Of course, not all failures are created equal. Using the wrong units of measurement on a high school test leads to points off your grade. Do it in your job, NASA loses a Mars orbiter. Poorly designed impact protection is messy when you’re dropping eggs off ladders, but can lead to serious injury or loss of life in car crashes. The cost of failure varies, as does the potential value of the lessons learned from examining failures. Naturally, we’d like to minimize the costs of failure while maximizing the value of learning from them — so test environments exist to help us do both those things. Simulations using physical and/or computational modeling allow for hypothesis testing in a way that lets us explore the failure space faster, safer, cheaper, and more completely than “testing in prod”.
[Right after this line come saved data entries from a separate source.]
PR #1373, opened 2021-03-11
feat: add ProjectPackageFile

### LINKED ISSUE #1372: Cannot list package files

[Listing package files](https://docs.gitlab.com/ee/api/packages.html#list-package-files) appears to be unsupported. The API endpoint was introduced in GitLab 11.8.

## Expected Behavior

Listing package files should be possible.

## Actual Behavior

Listing package files is not possible.

## Specifications

  - python-gitlab version: 2.6.0

PR incoming.

JacobHenner:
Add ProjectPackageFile and the ability to list project package package_files.

Fixes #1372

### DIFF
--- a/gitlab/tests/objects/test_packages.py
+++ b/gitlab/tests/objects/test_packages.py
@@ -179,7 +179,7 @@ def test_delete_project_package(project, resp_delete_package):
     package.delete()
 
 
-def test_list_project_packages(project, resp_list_package_files):
+def test_list_project_package_files(project, resp_list_package_files):
     package = project.packages.get(1, lazy=True)
     package_files = package.package_files.list()
     assert isinstance(package_files, list)
--- a/gitlab/tests/objects/test_packages.py
+++ b/gitlab/tests/objects/test_packages.py
@@ -6,7 +6,7 @@ import re
 import pytest
 import responses
 
-from gitlab.v4.objects import GroupPackage, ProjectPackage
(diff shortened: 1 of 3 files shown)


gitlab/tests/objects/test_packages.py
```diff
@@ -117,3 +177,11 @@ def test_get_project_package(project, resp_get_package):
 def test_delete_project_package(project, resp_delete_package):
     package = project.packages.get(1, lazy=True)
     package.delete()
+
+
+def test_list_project_packages(project, resp_list_package_files):
```
nejch, line 182: Just a small one here so it doesn't clash with the test name above:
 
```suggestion
def test_list_project_package_files(project, resp_list_package_files):
```

nejch (changes requested):
Thanks for this really clean PR @JacobHenner!

Just a small note on the test name.

Not sure how this one slipped when the Packages API was initially added :see_no_evil:

gitlab/tests/objects/test_packages.py
JacobHenner: Ah, that was an oversight when I had copied my test back into `test_packages.py`. I see you added the change to the PR - is anything else required?

nejch: Sorry, forgot to merge when I was waiting for the tests ;) will merge now, thanks for the ping!

JacobHenner: Thanks!

PR #1375, opened 2021-03-14
chore: remove usage of getattr()

JohnVillalovos:
```
Remove usage of getattr(self, "_update_uses_post", False)

Instead add it to class and set default value to False.

Add a test that shows it is set to True for the
ProjectMergeRequestApprovalManager class.
```

### DIFF
--- a/gitlab/tests/objects/test_project_merge_request_approvals.py
+++ b/gitlab/tests/objects/test_project_merge_request_approvals.py
@@ -2,9 +2,12 @@
 Gitlab API: https://docs.gitlab.com/ee/api/merge_request_approvals.html
 """
 
+import copy
+
 import pytest
 import responses
-import copy
+
+import gitlab
 
 
 approval_rule_id = 1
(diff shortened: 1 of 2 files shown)


JohnVillalovos:
@nejch  If you have time to review, it would be appreciated.

gitlab/tests/objects/test_project_merge_request_approvals.py
```diff
@@ -230,6 +233,17 @@ def resp_snippet():
         yield rsps
 
 
+def test_project_approval_manager_update_uses_post(project, resp_snippet):
+    """Ensure the
+    gitlab.v4.objects.merge_request_approvals.ProjectApprovalManager object has
+    _update_uses_post set to True"""
```
nejch, line 239: I was originally thinking this would be more appropriate in a separate test/fake manager, to test just this specific aspect of it, e.g. in `test_object_mixin_attributes.py`. But since it's only used here I think it's ok, maybe for a follow-up PR :)

nejch (approved):
Thanks again! :) Left a side note for a follow-up if we get to it.

gitlab/tests/objects/test_project_merge_request_approvals.py
JohnVillalovos: I can do that, though I'm not quite sure what you want me to do 😕

Do you want a test that shows that `update_uses_post` exists and is False in `test_object_mixin_attributes.py` ?

PR #1383, opened 2021-03-23
fix(types): prevent __dir__ in RestObject from producing duplicates

spyoungtech:
Fixes a small issue with the feature added in #1072 for `__dir__` to display rest object attributes.

In at least one case, classes have overlapping attributes with the attributes listed in `.attributes`. For example, the `Group` object has its own `projects` property for the `GroupProjectManager`. This shadows the name that would normally access `.attributes['projects']`. This causes `dir(some_group)`, as currently implemented, to list `projects` twice.

While this is unlikely to be problematic, it's ideal if duplicate attributes do not appear in the response for `__dir__`. This PR ensures that duplicates are not produced by the `__dir__` method.

Instead of _adding_ the list of attributes, we use the `|` operator to produce a set with the union of all the elements, ensuring there are no duplicates.

### DIFF
--- a/gitlab/base.py
+++ b/gitlab/base.py
@@ -132,7 +132,7 @@ class RESTObject(object):
         return super(RESTObject, self) != other
 
     def __dir__(self):
-        return super(RESTObject, self).__dir__() + list(self.attributes)
+        return super(RESTObject, self).__dir__() | self.attributes.keys()
 
     def __hash__(self) -> int:
         if not self.get_id():
--- a/gitlab/tests/test_base.py
+++ b/gitlab/tests/test_base.py
@@ -135,6 +135,10 @@ class TestRESTObject:
         assert {"foo": "foo"} == obj._attrs
         assert {} == obj._updated_attrs
 
+    def test_dir_unique(self, fake_manager):
+        obj = FakeObject(fake_manager, {"manager": "foo"})
+        assert len(dir(obj)) == len(set(dir(obj)))
+
     def test_create_managers(self, fake_gitlab, fake_manager):
         class ObjectWithManager(FakeObject):
             _managers = (("fakes", "FakeManager"),)


JohnVillalovos (changes requested):
I think this needs a unit test. 

In my quick testing of this idea it doesn't seem to work.

```
>>> a = [1,2] | [3,4]
TypeError: unsupported operand type(s) for |: 'list' and 'list'
```

nejch:
@JohnVillalovos I think this would work, because dict `keys()` returns a set-like object https://docs.python.org/3/library/stdtypes.html#dictionary-view-objects.
Although true, if you like @spyoungtech, maybe a quick test against the original issue would be great :)

JohnVillalovos:
> @JohnVillalovos I think this would work, because dict `keys()` returns a set-like object https://docs.python.org/3/library/stdtypes.html#dictionary-view-objects.
> Although true, if you like @spyoungtech, maybe a quick test against the original issue would be great :)

Ah correct. I thought both were lists.

gitlab/base.py
```diff
@@ -132,7 +132,7 @@ def __ne__(self, other: object) -> bool:
         return super(RESTObject, self) != other
 
     def __dir__(self):
-        return super(RESTObject, self).__dir__() + list(self.attributes)
+        return super(RESTObject, self).__dir__() | self.attributes.keys()
```
JohnVillalovos, line 135: Can the result be converted to a list? As that is what it returned before.

```
    return list(super(RESTObject, self).__dir__() | self.attributes.keys())
```

spyoungtech: The `__dir__` method can return any sequence and will be converted into a list and sorted automatically. For example, if you return a set or any other sequence, `dir(obj)` will always be a list.

```python
class MyObj:
    def __dir__(self):
        return {'abc', 'xyz', 'def',}
obj = MyObj()
dir(obj)
['abc', 'def', 'xyz']
```

If you like we can convert it in the code, if for nothing else, to be more explicit.

JohnVillalovos: I (for selfish reasons) would like it to return a list. As I am going to be working on adding type-hints to that code in the future 😊 But not necessary.

JohnVillalovos: And not necessary, because I think I will be adding a type-hint for the return value of `Iterable[something]`, most likely.

JohnVillalovos (approved):

gitlab/base.py
spyoungtech: Sounds good to me. Feel free to apply the above suggestion (or not)

Looking forward to type hinting!

Worth mentioning that it's _usually_ not necessary to provide type annotations or type hints for certain magic methods, since their return type is implied because there's no way to implement them to return a different type.

For example, the return type for methods like `__str__`, `__repr__`, `__len__`, `__dir__`, are known to IDEs and type checkers like MyPy automatically because the returned type must be valid, otherwise a `TypeError` is raised.

spyoungtech:
Went ahead and added test case @nejch 

Confirmed it fails on the main branch, but passes with the changes this PR adds.

JohnVillalovos (approved):

nejch:
> 
> 
> Went ahead and added test case @nejch
> 
> Confirmed it fails on the main branch, but passes with the changes this PR adds.

Great, thanks @spyoungtech!

PR #1392, opened 2021-04-07
Improvements to HTTP requests

### LINKED ISSUE #1386: Request URL is getting too long because of query_parameters

I was using the following solution to iterate over the jobs:

> @duncz there is the solution I used in my project:
> 
> ```py
> scopes = ['pending', 'running', 'failed', 'success']
> jobs = git_project.jobs.list(query_parameters={'scope[]': scopes})
> ```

It’s important to learn from failure — not just our own, but that of others as well. If you’re going to err, it’s best to be original. New mistakes are more valuable than repeated ones. It’s often a blow to our egos to realize we’ve done something stupid, and we may instinctively want to bury the mistake, but this does everyone a disservice. Reducing repeat failures requires opening up a museum of past errors and lessons learned.
Onboarding new team members has been a non-negligible part of nearly every job I’ve ever held, and when I’m introducing someone to a data product, model, or project, I try to make a point of walking through a recent failure/issue, rather than simply describe the theoretical “here’s how it works”. This serves multiple purposes — introduce the topic (with its warts), demonstrate the mechanics of debugging issues related to the topic, and lower the barrier to bringing future problems to me for discussion. That’s useful on a limited scale, but normalizing failure and talking about it need to happen more widely. Data Mishaps Night does this at community scale. The third annual DaMN (best acronym ever, btw) is coming up on 2023-02-23, and registration and request for speaker submissions are open now.
It’s important to share our failures, and to create safe environments for others to feel comfortable sharing theirs. This is especially true for people in positions of relative power (managers, experienced folks, parents), but applies to everyone. The more our past failures are brought out into the open, the easier it is to share in the lessons learned from them — and the more likely we are to have our future mistakes be new and different.